Segment Start: RECORDS TO PROCESS

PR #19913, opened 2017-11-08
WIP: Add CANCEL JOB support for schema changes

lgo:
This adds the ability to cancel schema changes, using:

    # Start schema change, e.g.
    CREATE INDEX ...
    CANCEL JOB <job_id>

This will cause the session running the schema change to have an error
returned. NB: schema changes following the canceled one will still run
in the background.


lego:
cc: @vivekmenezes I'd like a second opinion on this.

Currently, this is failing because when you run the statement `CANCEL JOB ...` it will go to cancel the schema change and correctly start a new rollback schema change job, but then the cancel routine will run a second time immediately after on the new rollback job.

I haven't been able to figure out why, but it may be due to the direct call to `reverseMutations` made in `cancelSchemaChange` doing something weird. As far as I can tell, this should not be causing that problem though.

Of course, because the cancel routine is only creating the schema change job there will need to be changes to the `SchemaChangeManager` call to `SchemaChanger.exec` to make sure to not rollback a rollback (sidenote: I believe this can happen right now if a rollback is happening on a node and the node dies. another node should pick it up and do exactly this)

Segment End: RECORDS TO PROCESS

### EXERCISE AIM
Return every line from the entries that holds the string "routine".

### ANSWER TO THIS TASK
Currently, this is failing because when you run the statement `CANCEL JOB ...` it will go to cancel the schema change and correctly start a new rollback schema change job, but then the cancel routine will run a second time immediately after on the new rollback job.
Of course, because the cancel routine is only creating the schema change job there will need to be changes to the `SchemaChangeManager` call to `SchemaChanger.exec` to make sure to not rollback a rollback (sidenote: I believe this can happen right now if a rollback is happening on a node and the node dies. another node should pick it up and do exactly this)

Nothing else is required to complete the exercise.